### Data records
··········

PR #40394, opened 2025-08-29
Update and prevent `MODULE.bazel.lock` file from diverging again

rdesgroppes:
### What does this PR do?
1. Run a quick `bazel` command that fails if the `MODULE.bazel.lock` file gets out-of-sync with actually used dependencies,
2. Update `MODULE.bazel.lock` thanks to `bazel mod deps` as advised in the [error message](https://gitlab.ddbuild.io/DataDog/datadog-agent/-/jobs/1241267622#L40):
```sh
ERROR: The module extension '@@gcc_toolchain+//:internal.bzl%non_bazel_dependencies' does not exist in the lockfile
ERROR: The module extension '@@rules_fuzzing+//fuzzing/private:extensions.bzl%non_module_dependencies' does not exist in the lockfile
ERROR: The module extension '@@pybind11_bazel+//:python_configure.bzl%extension' does not exist in the lockfile
<root> (@_)
ERROR: Results may be incomplete as 3 extensions failed.
Running after script...
$ if [ $CI_JOB_STATUS = failed ]; then
💡 bazel mod deps
```
### Motivation
Faced differences unrelated to my change when invoking `bazel build //...` locally.
### Additional Notes
Currently, there's a problem with the `gcc_toolchain` repo:
```sh
$ bazel mod deps
ERROR: [redacted]/gcc_toolchain+/internal.bzl:43:17: Traceback (most recent call last):
	File "[redacted]/gcc_toolchain+/internal.bzl", line 117, column 9, in _non_bazel_dependencies_ext_impl
		_avl()
	File "[redacted]/gcc_toolchain+/internal.bzl", line 43, column 17, in _avl
		http_archive(
Error in repository_rule: no repository visible as '@' in the extension '@@gcc_toolchain+//:internal.bzl%non_bazel_dependencies', but referenced by label '@//:examples/avl/avl.BUILD.bazel' in attribute 'build_file' of http_archive 'avl'.
ERROR: error evaluating module extension @@gcc_toolchain+//:internal.bzl%non_bazel_dependencies
```
Hence the additional patch, pending:
- f0rmiga/gcc-toolchain#211

### DIFF
--- a/MODULE.bazel.lock
+++ b/MODULE.bazel.lock
@@ -348,6 +348,93 @@
         ]
       }
     },
+    "@@gcc_toolchain+//:internal.bzl%non_bazel_dependencies": {
+      "general": {
+        "bzlTransitiveDigest": "6NYXupGFeHdYYEnMvtPmKCZCQ8BnIUs/VUgIGhwmfhA=",
+        "usagesDigest": "sWe6gvmFpdWalNUJUWNZF23cgclfU+ijKXCf9JEbTjs=",
+        "recordedFileInputs": {},
+        "recordedDirentsInputs": {},
+        "envVariables": {},
+        "generatedRepoSpecs": {
+          "openssl": {
+            "repoRuleId": "@@bazel_tools//tools/build_defs/repo:http.bzl%http_archive",
+            "attributes": {
+              "build_file_content": "filegroup(\n    name = \"srcs\",\n    srcs = glob(\n        include = [\"**\"],\n        exclude = [\"**/* *\"],\n    ),\n    visibility = [\"//visibility:public\"],\n)\n",
+              "sha256": "40dceb51a4f6a5275bde0e6bf20ef4b91bfc32ed57c0552e2e8e15463372b17a",
+              "strip_prefix": "openssl-1.1.1n",
+              "url": "https://www.openssl.org/source/openssl-1.1.1n.tar.gz"
+            }
+          },
+          "lapack": {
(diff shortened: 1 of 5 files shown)


MODULE.bazel.lock
```diff
@@ -840,6 +840,2748 @@
           ]
         ]
       }
+    },
```
JSGette, line 956: Why do we have python references here if we didn't bring python to main yet?

rdesgroppes: TBH, I don't know.

aiuto: rules_pkg depends on python. And now our own tools to doo.

aiuto:
Do we really need this?
ISTM that every PR that changes a dep is now going to fail in CI first, then they will have to run the deps thing.
We will annoy people quickly if that happens.
I would much rather see CI success, and our own daily pipeline fail if they are out of sync.

rdesgroppes:
> Do we really need this?

Yes. See **Motivation**. The annoyance has been reported frequently enough.

> ISTM that every PR that changes a dep is now going to fail in CI first, then they will have to run the deps thing.

Exactly.

> We will annoy people quickly if that happens.

Nothing more, nothing less than for other lock files.

> I would much rather see CI success, and our own daily pipeline fail if they are out of sync.

~I'm not sure what you mean by own daily pipeline.~
**Update**: we agreed offline to turn it into a precommit hook once `bazel` becomes developer-facing.

JSGette (approved):

PR #40397, opened 2025-08-29
Move stringified json unmarshalling into UnmarshalKey

dustmop:
### What does this PR do?

This PR handles a repeated pattern used by certain config settings. A few different callsites allow the setting's value to be either structured data retrieved from yaml, or a json stringified version of the same data. Instead of making callsites handle this on their own, move the functionality into UnmarshalKey.

### Motivation

Reduce repetition, allow bug fixes to happen in only one place. These stringified values often occur when environment variables are used, and we currently don't have a better solution, such as automatically converting them at config build time.

Unit tests.


ddrthall (approved):

comp/logs/agent/config/config.go
```diff
@@ -78,16 +77,7 @@ var (
...
 	var rules []*ProcessingRule
-	var err error
-	raw := coreConfig.Get("logs_config.processing_rules")
-	if raw == nil {
-		return rules, nil
-	}
-	if s, ok := raw.(string); ok && s != "" {
-		err = json.Unmarshal([]byte(s), &rules)
-	} else {
-		err = structure.UnmarshalKey(coreConfig, "logs_config.processing_rules", &rules, structure.ConvertEmptyStringToNil)
```
hush-hush, line 89: We don't need `ConvertEmptyStringToNil` anymore ?

hush-hush (approved):
Added a question, feel free to merge after answering !

pkg/config/structure/unmarshal.go
```diff
@@ -15,6 +15,7 @@ import (
 	"unicode"
 	"unicode/utf8"
 
+	json "github.com/json-iterator/go"
```
paulcacheux: Why not use the stdlib one ? Is this that performance sensitive ?

paulcacheux: especially considering https://github.com/DataDog/datadog-agent/pull/40397#issuecomment-3237696761

dustmop: Seems like a mistake. I had heard it works better than encoding/json, see [comment here](https://github.com/DataDog/datadog-agent/blob/f561bb44bbbb41b2171fa1f4194e88ea89d8461b/comp/core/settings/settingsimpl/settingsimpl_test.go#L143-L146), but that seems unnecessary and the binary size increase means it's actually undesirable. Switched to use encoding/json instead.

comp/logs/agent/config/config.go
dustmop: Nope, it's made unnecessary by the new logic.

pkg/config/structure/unmarshal.go
dustmop: Switching off of `json-iterator` fixed the quality game, thanks for identifying that! Going to merge now.

PR #40403, opened 2025-08-29
[CXP-2599] Enable WLM for process collection by default on linux

daniel-taf:
### What does this PR do?
* Enable WLM for process collection by default on linux by default
* Fixes/updates any test associated with the change
* updates manual check so that it waits for WLM to be initialized, otherwise results are inconsistent.

### Motivation
The `process_config.process_collection.use_wlm` will be baselined in a subsequent release since WLM is required for the process check to get service data via the `process_collector`. Using a config first will give us an easy way to rollback in case of issues.

e2e and unit tests. This is also already deployed internally on all clusters without issue.


Yumasi (approved):

CelianR (approved):

comp/core/workloadmeta/collectors/internal/process/process_collector.go
```diff
@@ -195,7 +195,7 @@ func (c *collector) Start(ctx context.Context, store workloadmeta.Component) err
 		return errors.NewDisabled(componentName, "wlm process collection disabled")
 	}
 
-	if !c.isProcessCollectionEnabled() && !c.isServiceDiscoveryEnabled() {
+	if !c.isProcessCollectionEnabled() && !c.isServiceDiscoveryEnabled() && !c.isLanguageCollectionEnabled() {
```
gengnamstyle, line 198: curiosity - is language detection something that should always be optional? It seems like process collection + service discovery configs should be the primary gate of the collector and not also the language collection. But if language collection can also control this, it makes me think we can also default this to true in the future.

cmd/process-agent/subcommands/check/check.go
```diff
@@ -51,6 +51,26 @@ import (
 
 const defaultWaitInterval = time.Second
 
+func waitForWorkloadMeta(logger log.Component, wm workloadmeta.Component) {
```
gengnamstyle, line 54: nit: can you add a commment on why this was needed

gengnamstyle (approved):

cmd/process-agent/subcommands/check/check.go
daniel-taf: done

comp/core/workloadmeta/collectors/internal/process/process_collector.go
daniel-taf: The config is on by default in K8s environments where its primarily used. Not sure if it would be worthwhile to baseline it.

dustmop (approved):

zhuminyi (approved):

PR #40408, opened 2025-08-30
Add pquery.bzl tool

aiuto:
pquery is a tool to pretty print providers of a target. This is useful for rule development.

Usage:
     `bazel cquery --output=starlark --starlark:file=${PATH_TO_THIS_FILE} //path/to/pkg:target`

For fun, try it:
```
bazel cquery --output=starlark --starlark:file=bazel/tools/pquery.bzl //deps:smoketest
```

I did not include a wrapper to invoke this easily because it's too early. We could potentially share this with dd-source, but it is generally useful, even to other repos.  So perhaps it could be a standalone command with a self extracting .bzl file, so you could just have it in your path.  But then it would need an installer.

But also, every rule developer will most likely use this as a starting point to add a little custom formatting around their particular needs. So, like The Pirate's Code, this is more guidelines than rules.


bazel/tools/pquery.bzl
```diff
@@ -0,0 +1,300 @@
...
+        value = provider,
+        indent = 0,
+    ) for (name, provider) in target_providers.items()[::-1]]
+
+    # No way to infinite loop (`while` not supported, no `Infinity` symbol,
+    # `range(0, 1, -1)` just doesn't work), so instead we loop with the largest
+    # available number of times. Starlark requires the value be a 32-bit signed
+    # integer, so `2 ^ 31 - 1` is the best we can do.
+    result = ""
+    for i in range(_pow(2, 31) - 1):
```
JSGette: why not `len(stack)`?

JSGette: ah, because stack size changes after push

JSGette (approved):

PR #9485, opened 2021-10-12
Remove direct dependency to `k8s.io/kubernetes`

L3n41c:
### What does this PR do?

Remove direct dependency to `k8s.io/kubernetes` GO module.

### Motivation

`k8s.io/kubernetes` package is huge and pulls a ton of useless dependencies.
Those dependencies are triggering dependabot alerts which are false-positive because most of the offending code is unused.

### Additional Notes

In order to be able to remove the dependency to `k8s.io/kubernetes` package, I decided to copy the functions that we were using and that weren’t available elsewhere.
I put them in the `third_party` directory and used a file hierarchy which mimics the one of the upstream project. I copied the files with as few modifications as possible.

### Describe how to test your changes

Write here in detail how you have tested your changes
and instructions on how this should be tested in QA.

Describe or link instructions to set up environment 
for testing, if the process requires more than just
running the agent on one of the supported platforms.

### Checklist

- [ ] A [release note](https://github.com/DataDog/datadog-agent/blob/main/docs/dev/contributing.md#reno) has been added or the `changelog/no-changelog` label has been applied.
- [ ] The `need-change/operator` and `need-change/helm` labels has been applied if applicable.
- [ ] The appropriate `team/..` label has been applied, if known.
- [ ] If known, an appropriate milestone has been selected; otherwise the `Triage` milestone is set.
- [ ] The [config template](https://github.com/DataDog/datadog-agent/blob/main/pkg/config/config_template.yaml) has been updated if applicable.

Note: Adding GitHub labels is only possible for contributors with write access.

PR #40414, opened 2025-09-01
[util/containers/cri] Use k8s.io/cri-client mod

davidor:
### What does this PR do?

Removes the copied CRI client code from `internal/third_party/kubernetes/pkg/kubelet/cri/remote/fake/` and replaces it with the upstream `k8s.io/cri-client` module.

This code was copied to avoid depending on `k8s.io/kubernetes` (#9485). Since then, the CRI client has been extracted into its own separate module (`k8s.io/cri-client`).

This PR deletes the duplicate code and updates imports to use the upstream module instead.

CI


L3n41c (approved):
👍🏻

PR #40570, opened 2025-09-04
Add support to take actions on Argo Rollouts objects in Autoscaling

vboulineau:
### What does this PR do?

Add support to take actions on `Rollout` objects in Autoscaling. There's not a lot of changes as mostly the Cluster Agent supports any object, _except_ for vertical, which what this PR addresses mostly.

### Motivation

Support Argo Rollouts

Currently you need custom code to "fake" feed the Autoscaling by updating the `postProcess` function in `pkg/clusteragent/autoscaling/workload/config_retriever_values.go` to inject fake data for Argo Rollout.
Once the backend has proper support it can be easily validated end-to-end by creating a `DPA` with a target to an Argo Rollout:
```
  kind: DatadogPodAutoscaler
  spec:
    owner: Local
    targetRef:
      apiVersion: argoproj.io/v1alpha1
      kind: Rollout
      name: rollout-canary
```

### Additional Notes

The `StrategicMergePatchType` is not supported for CRs, but for what we are doing (updating a `map`), there's no difference between `StrategicMergePatchType` and `MergePatchType (JSON Merge Patch)`

### DIFF
--- a/pkg/clusteragent/autoscaling/workload/controller.go
+++ b/pkg/clusteragent/autoscaling/workload/controller.go
@@ -454,10 +454,13 @@ func (c *Controller) validateAutoscaler(podAutoscalerInternal model.PodAutoscale
 
 	var resourceName string
 	switch owner := podAutoscalerInternal.Spec().TargetRef.Kind; owner {
-	case "Deployment":
+	case kubernetes.DeploymentKind:
 		resourceName = kubernetes.ParseDeploymentForPodName(clusterAgentPodName)
-	case "ReplicaSet":
+	case kubernetes.ReplicaSetKind:
 		resourceName = kubernetes.ParseReplicaSetForPodName(clusterAgentPodName)
+	default:
+		// We don't support other ways to deploy the Cluster Agent
+		return nil
 	}
 
 	clusterAgentNs := common.GetMyNamespace()
--- a/pkg/clusteragent/autoscaling/workload/pod_watcher.go
+++ b/pkg/clusteragent/autoscaling/workload/pod_watcher.go
@@ -147,7 +147,7 @@ func (pw *PodWatcherImpl) HandleEvent(event workloadmeta.Event) {
 }
 
 func (pw *PodWatcherImpl) handleSetEvent(pod *workloadmeta.KubernetesPod) {
-	podOwner, err := getNamespacedPodOwner(pod.Namespace, &pod.Owners[0])
+	podOwner, err := resolveNamespacedPodOwner(pod)
 	if err != nil {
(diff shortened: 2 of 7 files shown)


pkg/clusteragent/autoscaling/workload/controller.go
```diff
@@ -454,10 +454,13 @@ func (c *Controller) validateAutoscaler(podAutoscalerInternal model.PodAutoscale
...
 	switch owner := podAutoscalerInternal.Spec().TargetRef.Kind; owner {
-	case "Deployment":
+	case kubernetes.DeploymentKind:
 		resourceName = kubernetes.ParseDeploymentForPodName(clusterAgentPodName)
-	case "ReplicaSet":
+	case kubernetes.ReplicaSetKind:
 		resourceName = kubernetes.ParseReplicaSetForPodName(clusterAgentPodName)
+	default:
+		// We don't support other ways to deploy the Cluster Agent
+		return nil
```
jbartosik, line 463: Shouldn't we return an error?

pkg/clusteragent/autoscaling/workload/pod_watcher.go
```diff
@@ -220,22 +220,35 @@ func (pw *PodWatcherImpl) runPatcher(ctx context.Context) {
 	}
 }
 
-func getNamespacedPodOwner(ns string, owner *workloadmeta.KubernetesPodOwner) (NamespacedPodOwner, error) {
-	if owner.Kind == kubernetes.DeploymentKind {
+func resolveNamespacedPodOwner(pod *workloadmeta.KubernetesPod) (NamespacedPodOwner, error) {
+	if len(pod.Owners) == 0 || pod.Owners[0].Kind == kubernetes.DeploymentKind {
 		return NamespacedPodOwner{}, errDeploymentNotValidOwner
 	}
```
jbartosik, line 226: Don't we need to check for direct ownership, like with deployment?

pkg/clusteragent/autoscaling/workload/controller.go
vboulineau: No it's just the check to validate if the DCA itself is targeted by Autoscaling, we don't expect any other owner.

pkg/clusteragent/autoscaling/workload/pod_watcher.go
vboulineau: In theory yes, although being a 3rd party, we have no strong guarantee that things may not change in the future.
It's rare enough already for `Deployment` that it should be fine for Argo Rollout.

sblumenthal (approved):

PR #40582, opened 2025-09-04
[AGENTRUN] Fix NewHTTPSClient

misteriaud:
### What does this PR do?
This PR:
- rename function `NewHTTPSClient` to `NewSecureClient` in order to avoid confusion with `NewHTTPClient`.
- make use of the right `RequestOption` when using `NewSecureClient`

### Motivation
`NewHTTPSClient` was not using the provided `RequestOption`, which can lead to resources leak.

Added a unit test to assert the provided options are used during HTTP calls


paulcacheux (approved):

pkg/config/settings/http/client_test.go
```diff
@@ -0,0 +1,73 @@
...
+		args          args
+		shouldTimeout bool
+	}{
+		{
+			name: "without option [should work]",
+			args: args{
+				c:                 ipcComp.GetClient(),
+				baseURL:           srv.URL,
+				targetProcessName: "test-process",
+			},
```
hush-hush, line 47: Nit-pick but setting `shouldTimeout` to false manually make for more readable code than relying on implicit behavior.

hush-hush (approved):

pkg/config/settings/http/client_test.go
misteriaud: Done in 0ed9abe218e380eedf36eb7316ed7dc98c2687f3.

gabedos (approved):

Alos222 (approved):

··········

### Exercise directions
Return all lines from the data that include the string "paulcacheux".

### Answer space
paulcacheux: Why not use the stdlib one ? Is this that performance sensitive ?
paulcacheux: especially considering https://github.com/DataDog/datadog-agent/pull/40397#issuecomment-3237696761
paulcacheux (approved):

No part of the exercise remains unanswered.